## [Work task]
Copy out every line of the data that has the word "codex" somewhere in it.

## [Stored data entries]
┏━━

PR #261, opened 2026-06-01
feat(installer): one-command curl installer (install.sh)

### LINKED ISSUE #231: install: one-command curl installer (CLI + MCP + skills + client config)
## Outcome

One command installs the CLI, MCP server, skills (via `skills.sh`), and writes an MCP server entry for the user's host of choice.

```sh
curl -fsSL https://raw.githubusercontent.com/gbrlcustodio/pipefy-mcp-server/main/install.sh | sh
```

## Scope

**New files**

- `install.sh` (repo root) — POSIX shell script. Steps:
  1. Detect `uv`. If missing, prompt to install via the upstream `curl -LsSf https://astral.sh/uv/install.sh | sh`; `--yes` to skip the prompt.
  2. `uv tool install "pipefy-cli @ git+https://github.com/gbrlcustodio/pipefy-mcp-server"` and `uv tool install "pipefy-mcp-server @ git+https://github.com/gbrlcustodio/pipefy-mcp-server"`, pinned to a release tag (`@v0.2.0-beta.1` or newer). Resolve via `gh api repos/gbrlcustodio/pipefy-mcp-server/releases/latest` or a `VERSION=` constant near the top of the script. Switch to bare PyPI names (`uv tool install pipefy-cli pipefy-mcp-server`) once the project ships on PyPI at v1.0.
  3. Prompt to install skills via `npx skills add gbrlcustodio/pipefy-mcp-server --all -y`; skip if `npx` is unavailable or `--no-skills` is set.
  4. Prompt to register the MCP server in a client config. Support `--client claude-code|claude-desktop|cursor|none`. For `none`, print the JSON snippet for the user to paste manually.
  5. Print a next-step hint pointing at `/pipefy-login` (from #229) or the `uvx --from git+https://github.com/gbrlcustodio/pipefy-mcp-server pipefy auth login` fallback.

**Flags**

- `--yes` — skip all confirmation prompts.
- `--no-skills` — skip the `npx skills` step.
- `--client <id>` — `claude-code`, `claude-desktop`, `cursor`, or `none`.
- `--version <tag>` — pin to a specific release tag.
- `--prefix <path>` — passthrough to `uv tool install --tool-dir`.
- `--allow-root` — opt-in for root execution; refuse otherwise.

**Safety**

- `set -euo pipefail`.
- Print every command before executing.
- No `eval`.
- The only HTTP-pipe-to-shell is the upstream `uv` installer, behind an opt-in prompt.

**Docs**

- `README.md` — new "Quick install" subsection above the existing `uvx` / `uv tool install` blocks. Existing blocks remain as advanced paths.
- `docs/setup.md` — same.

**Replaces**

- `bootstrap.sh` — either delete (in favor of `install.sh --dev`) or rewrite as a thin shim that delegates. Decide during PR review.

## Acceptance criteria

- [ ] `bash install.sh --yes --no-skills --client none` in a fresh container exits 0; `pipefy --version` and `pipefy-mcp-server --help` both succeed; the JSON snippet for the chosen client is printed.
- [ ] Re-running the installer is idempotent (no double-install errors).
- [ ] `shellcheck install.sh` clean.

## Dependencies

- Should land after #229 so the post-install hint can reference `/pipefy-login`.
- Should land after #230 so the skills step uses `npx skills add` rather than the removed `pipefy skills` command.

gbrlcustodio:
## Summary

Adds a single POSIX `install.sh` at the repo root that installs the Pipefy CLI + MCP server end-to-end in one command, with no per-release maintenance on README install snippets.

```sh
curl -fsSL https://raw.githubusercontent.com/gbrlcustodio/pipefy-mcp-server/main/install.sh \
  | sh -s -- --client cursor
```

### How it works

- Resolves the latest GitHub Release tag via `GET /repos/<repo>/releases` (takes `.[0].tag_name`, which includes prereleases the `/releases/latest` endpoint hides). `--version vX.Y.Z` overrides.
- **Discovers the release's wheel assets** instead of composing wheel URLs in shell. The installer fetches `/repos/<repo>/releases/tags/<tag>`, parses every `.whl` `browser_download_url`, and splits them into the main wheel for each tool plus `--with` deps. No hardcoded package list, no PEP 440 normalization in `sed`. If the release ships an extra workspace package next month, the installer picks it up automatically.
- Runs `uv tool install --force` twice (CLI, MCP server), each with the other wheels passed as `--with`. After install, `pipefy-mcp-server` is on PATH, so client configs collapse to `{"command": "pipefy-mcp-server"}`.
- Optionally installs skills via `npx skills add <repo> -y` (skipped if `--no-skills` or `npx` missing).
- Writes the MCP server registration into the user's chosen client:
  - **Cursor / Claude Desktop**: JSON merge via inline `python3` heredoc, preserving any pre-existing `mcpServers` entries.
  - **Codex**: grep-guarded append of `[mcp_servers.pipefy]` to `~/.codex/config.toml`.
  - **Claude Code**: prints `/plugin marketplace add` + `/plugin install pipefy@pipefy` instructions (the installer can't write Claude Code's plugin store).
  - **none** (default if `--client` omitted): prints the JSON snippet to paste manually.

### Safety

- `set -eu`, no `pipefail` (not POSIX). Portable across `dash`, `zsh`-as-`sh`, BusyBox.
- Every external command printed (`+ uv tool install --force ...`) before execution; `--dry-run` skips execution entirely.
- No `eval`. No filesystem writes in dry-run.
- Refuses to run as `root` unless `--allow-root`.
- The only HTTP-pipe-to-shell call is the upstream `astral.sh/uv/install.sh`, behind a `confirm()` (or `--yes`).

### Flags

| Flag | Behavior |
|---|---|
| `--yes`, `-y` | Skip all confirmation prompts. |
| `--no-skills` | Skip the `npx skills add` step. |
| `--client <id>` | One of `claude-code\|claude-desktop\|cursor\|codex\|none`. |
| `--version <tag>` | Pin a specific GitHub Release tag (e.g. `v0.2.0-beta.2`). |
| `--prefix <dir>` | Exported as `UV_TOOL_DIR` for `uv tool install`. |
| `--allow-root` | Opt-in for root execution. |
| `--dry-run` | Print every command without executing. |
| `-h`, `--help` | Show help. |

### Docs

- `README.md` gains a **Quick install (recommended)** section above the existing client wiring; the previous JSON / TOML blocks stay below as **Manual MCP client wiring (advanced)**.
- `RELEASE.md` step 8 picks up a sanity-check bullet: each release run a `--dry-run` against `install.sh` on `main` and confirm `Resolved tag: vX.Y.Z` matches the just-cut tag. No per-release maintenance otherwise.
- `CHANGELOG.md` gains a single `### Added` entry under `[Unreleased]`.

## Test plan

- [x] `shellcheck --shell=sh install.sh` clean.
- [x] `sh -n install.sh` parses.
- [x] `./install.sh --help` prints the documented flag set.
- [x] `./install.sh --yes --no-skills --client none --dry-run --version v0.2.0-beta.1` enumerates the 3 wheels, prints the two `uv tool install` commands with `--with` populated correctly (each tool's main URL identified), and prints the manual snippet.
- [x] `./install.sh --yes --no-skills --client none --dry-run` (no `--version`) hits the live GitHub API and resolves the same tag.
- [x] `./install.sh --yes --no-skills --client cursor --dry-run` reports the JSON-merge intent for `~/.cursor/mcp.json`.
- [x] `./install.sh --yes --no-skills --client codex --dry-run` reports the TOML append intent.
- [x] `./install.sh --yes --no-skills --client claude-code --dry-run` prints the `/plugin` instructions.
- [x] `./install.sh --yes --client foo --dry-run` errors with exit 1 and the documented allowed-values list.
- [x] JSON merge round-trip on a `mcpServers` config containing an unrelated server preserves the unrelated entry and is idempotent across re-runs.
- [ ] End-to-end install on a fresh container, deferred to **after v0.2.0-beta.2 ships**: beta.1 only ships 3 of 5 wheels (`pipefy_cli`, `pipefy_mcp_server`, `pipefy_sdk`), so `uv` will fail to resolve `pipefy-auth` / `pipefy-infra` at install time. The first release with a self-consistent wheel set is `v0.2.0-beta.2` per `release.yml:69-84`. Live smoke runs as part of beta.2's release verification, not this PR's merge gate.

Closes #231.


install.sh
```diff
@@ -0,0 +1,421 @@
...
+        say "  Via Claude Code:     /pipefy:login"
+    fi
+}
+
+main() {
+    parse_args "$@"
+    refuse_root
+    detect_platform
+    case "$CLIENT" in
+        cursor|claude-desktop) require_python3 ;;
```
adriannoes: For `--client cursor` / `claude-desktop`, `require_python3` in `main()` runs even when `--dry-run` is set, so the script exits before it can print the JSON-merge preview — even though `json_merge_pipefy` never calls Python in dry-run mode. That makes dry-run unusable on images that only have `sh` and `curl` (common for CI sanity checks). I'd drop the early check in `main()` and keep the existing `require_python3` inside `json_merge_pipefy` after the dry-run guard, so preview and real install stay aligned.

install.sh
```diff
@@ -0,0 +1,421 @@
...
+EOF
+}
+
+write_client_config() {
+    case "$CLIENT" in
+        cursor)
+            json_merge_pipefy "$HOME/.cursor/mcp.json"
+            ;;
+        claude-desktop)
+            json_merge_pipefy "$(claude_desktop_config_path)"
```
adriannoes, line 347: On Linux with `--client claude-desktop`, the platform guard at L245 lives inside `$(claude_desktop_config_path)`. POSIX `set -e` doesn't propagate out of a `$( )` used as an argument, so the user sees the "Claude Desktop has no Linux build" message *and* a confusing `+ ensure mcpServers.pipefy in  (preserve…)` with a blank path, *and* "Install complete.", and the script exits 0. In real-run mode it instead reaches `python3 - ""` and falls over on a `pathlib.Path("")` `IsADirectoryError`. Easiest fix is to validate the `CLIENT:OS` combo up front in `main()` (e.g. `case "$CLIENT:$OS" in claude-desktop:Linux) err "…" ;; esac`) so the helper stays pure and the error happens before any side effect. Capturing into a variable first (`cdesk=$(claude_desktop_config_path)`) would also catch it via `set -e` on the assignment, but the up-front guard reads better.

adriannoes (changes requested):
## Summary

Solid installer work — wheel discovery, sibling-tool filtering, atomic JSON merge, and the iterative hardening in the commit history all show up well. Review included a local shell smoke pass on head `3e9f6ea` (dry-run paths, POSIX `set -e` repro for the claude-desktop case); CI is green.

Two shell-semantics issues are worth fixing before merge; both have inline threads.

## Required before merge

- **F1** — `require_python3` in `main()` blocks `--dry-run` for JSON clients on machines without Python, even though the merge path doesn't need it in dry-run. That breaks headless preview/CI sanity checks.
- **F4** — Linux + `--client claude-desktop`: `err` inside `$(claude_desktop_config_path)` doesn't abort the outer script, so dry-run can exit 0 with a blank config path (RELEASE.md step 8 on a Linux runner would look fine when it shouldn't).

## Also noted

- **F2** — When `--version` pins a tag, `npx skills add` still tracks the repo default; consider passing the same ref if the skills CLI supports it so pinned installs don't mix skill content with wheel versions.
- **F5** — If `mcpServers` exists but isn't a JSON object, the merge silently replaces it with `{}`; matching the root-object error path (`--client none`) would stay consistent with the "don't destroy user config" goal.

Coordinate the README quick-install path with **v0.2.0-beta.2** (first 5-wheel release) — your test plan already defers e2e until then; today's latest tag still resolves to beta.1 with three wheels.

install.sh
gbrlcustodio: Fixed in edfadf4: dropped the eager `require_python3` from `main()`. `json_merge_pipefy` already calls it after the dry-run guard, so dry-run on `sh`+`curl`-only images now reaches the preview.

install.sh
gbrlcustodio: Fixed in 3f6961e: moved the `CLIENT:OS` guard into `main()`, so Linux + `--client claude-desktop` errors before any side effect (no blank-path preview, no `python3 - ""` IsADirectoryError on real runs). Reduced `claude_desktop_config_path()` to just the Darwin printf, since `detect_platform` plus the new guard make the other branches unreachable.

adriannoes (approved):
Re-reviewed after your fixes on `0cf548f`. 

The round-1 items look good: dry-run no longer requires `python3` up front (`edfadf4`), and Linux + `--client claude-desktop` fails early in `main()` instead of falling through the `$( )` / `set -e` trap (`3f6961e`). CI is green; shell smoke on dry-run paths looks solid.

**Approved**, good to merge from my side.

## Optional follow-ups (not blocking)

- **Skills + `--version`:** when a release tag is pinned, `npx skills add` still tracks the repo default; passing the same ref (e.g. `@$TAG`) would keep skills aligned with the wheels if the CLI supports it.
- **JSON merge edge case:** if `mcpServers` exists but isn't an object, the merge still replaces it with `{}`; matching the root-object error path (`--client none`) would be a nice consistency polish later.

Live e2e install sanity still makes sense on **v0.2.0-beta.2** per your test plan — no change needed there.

┗━━

## [Result]
  - **Codex**: grep-guarded append of `[mcp_servers.pipefy]` to `~/.codex/config.toml`.
| `--client <id>` | One of `claude-code\|claude-desktop\|cursor\|codex\|none`. |
- [x] `./install.sh --yes --no-skills --client codex --dry-run` reports the TOML append intent.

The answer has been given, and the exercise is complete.